齊桑玉這下終於明白了這倆人為什麼吵呢,於是把水杯放到桌上抬腳往外走。

“噯?你幹嘛去啊?”徐靈芝還以為自己女兒惱了,趕緊的擋著門口把她攔住。

“我去廁所!”齊桑玉好笑的說道。

“噢,去吧。”徐靈芝閃開了門口。

“她這是……願意呢還是不願意呢?”蘇婆婆看著齊桑玉的背影,納悶的問。

“這還用說嗎?我說不行就是不行!您老趕緊的回去吧!”徐靈芝說著,齊桑玉喝剩下的水往門外潑掉,轉身去廚房了。

蘇婆婆一個人在堂屋站了一會兒,見一直沒有人來搭理自己,也隻好拄著拐棍兒先回家去了。

雙鴻大酒店最大的包間房門緊閉,服務生恭敬的站在門外。房間裏偌大的圓桌上擺著十幾道精致的菜肴,醒酒器裏醒著紅酒,圓桌的周圍隻坐著三個人,蘇浩林,秦冬嶺和付友華。
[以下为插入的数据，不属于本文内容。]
PR #35419, opened 2024-05-27
[Branch-2.0](35210)[fix](create-table)The CREATE TABLE IF NOT EXISTS AS SELECT statement should refrain from performing any INSERT operations if the table already exists

CalvinKirs:
#35210


CalvinKirs:
run buildall

PR #35456, opened 2024-05-27
[Fix](JobSchedual) Modify the default value of `async_task_consumer_thread_num`

BePPPower:
## Proposed changes

Issue Number: close #xxx

When `Export` statements are executed concurrently, the background uses `Job schedule` to manage export tasks. Previously, the default value of `async_task_consumer_thread_num` was 5, meaning that regardless of the concurrency setting, a maximum of only 5 threads could execute concurrently.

“蘇總,這是我朋友從法國帶回來的紅酒,據說年份很難得。反正我一個土包子也說不出個道道來,你出過國,見過真玩意兒,來品一品。看看他說的是不是真的,是不是蒙我呢!”付友華笑嗬嗬的說道。

蘇浩林笑嗬嗬的搖頭說道:“付總說笑了,其實我也是個土包子。我比你還土,就我們家——南沙嶺子那片兒,除了黃沙土還是黃沙土,我是吃土長大的嘛。”

“老弟你真會開玩笑!”付友華說著,又向秦冬嶺欠了欠身:“秦少,久仰大名啊!您能來我們這片窮地方投資,真是我們的榮幸。我得代表這裏的父老鄉親好好地敬你一杯。”
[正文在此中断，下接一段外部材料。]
PR #35474, opened 2024-05-27
[fix](statistics) correct update rows when doing multi-table load

freemandealer:
rows of only one table is updated correctly, need to merge all table commit infos.

## Proposed changes

Issue Number: close #xxx

## Further comments

### DIFF
--- a/fe/fe-core/src/main/java/org/apache/doris/transaction/PublishVersionDaemon.java
+++ b/fe/fe-core/src/main/java/org/apache/doris/transaction/PublishVersionDaemon.java
@@ -302,7 +302,14 @@ public class PublishVersionDaemon extends MasterDaemon {
     private List<TPartitionVersionInfo> generatePartitionVersionInfos(TableCommitInfo tableCommitInfo,
             TransactionState transactionState, Map<Long, Set<Long>> beIdToBaseTabletIds) {
         try {
-            beIdToBaseTabletIds.putAll(getBaseTabletIdsForEachBe(transactionState, tableCommitInfo));
+            Map<Long, Set<Long>> map = getBaseTabletIdsForEachBe(transactionState, tableCommitInfo);
+            map.forEach((beId, newSet) -> {
+                beIdToBaseTabletIds.computeIfPresent(beId, (id, orgSet) -> {
+                    orgSet.addAll(newSet);
+                    return orgSet;
+                });
+                beIdToBaseTabletIds.putIfAbsent(beId, newSet);
+            });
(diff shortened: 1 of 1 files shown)


freemandealer:
run buildall

fe/fe-core/src/main/java/org/apache/doris/transaction/PublishVersionDaemon.java
```diff
@@ -302,7 +302,14 @@ private List<TPartitionVersionInfo> generatePartitionVersionInfos(Collection<Tab
...
             TransactionState transactionState, Map<Long, Set<Long>> beIdToBaseTabletIds) {
         try {
-            beIdToBaseTabletIds.putAll(getBaseTabletIdsForEachBe(transactionState, tableCommitInfo));
+            Map<Long, Set<Long>> map = getBaseTabletIdsForEachBe(transactionState, tableCommitInfo);
+            map.forEach((beId, newSet) -> {
+                beIdToBaseTabletIds.computeIfPresent(beId, (id, orgSet) -> {
+                    orgSet.addAll(newSet);
+                    return orgSet;
+                });
+                beIdToBaseTabletIds.putIfAbsent(beId, newSet);
```
gavinchou, line 311: Is line 311 necessary? 
The lib says that for computeIfPresent
> If the specified key is not already associated with a value (or is mapped to null), attempts to compute its value using the given mapping function and enters it into this map unless null.
If the function returns null no mapping is recorded. If the function itself throws an (unchecked) exception, the exception is rethrown, and no mapping is recorded. The most common usage is to construct a new object serving as an initial mapped value or memoized result, as in:
 map.computeIfAbsent(key, k -> new Value(f(k)));

Jibing-Li:
```
    default V computeIfPresent(K key,
            BiFunction<? super K, ? super V, ? extends V> remappingFunction) {
        Objects.requireNonNull(remappingFunction);
        V oldValue;
        if ((oldValue = get(key)) != null) {
            V newValue = remappingFunction.apply(key, oldValue);
            if (newValue != null) {
                put(key, newValue);
                return newValue;
            } else {
                remove(key);
                return null;
            }
        } else {
            return null;
        }
    }
```
Look at the outer else branch, it seems like we need to keep line 311. Because it doesn't put new value to the map when the key doesn't exist.

Jibing-Li (approved):
LGTM

gavinchou (approved):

秦冬嶺笑著搖搖頭,說道:“付總客氣了。任何投資都是為了賺錢,什麼情啊,義的,那都是梁山好漢講的東西,不過你看看,那一百零八將最後不都被招安了嘛!所以說江湖義氣要不得,做人做事做生意都要理智一些更好。”

“精辟!秦少這番話真是精辟!”付友華笑著舉了舉杯,“秦少,我先幹為敬。”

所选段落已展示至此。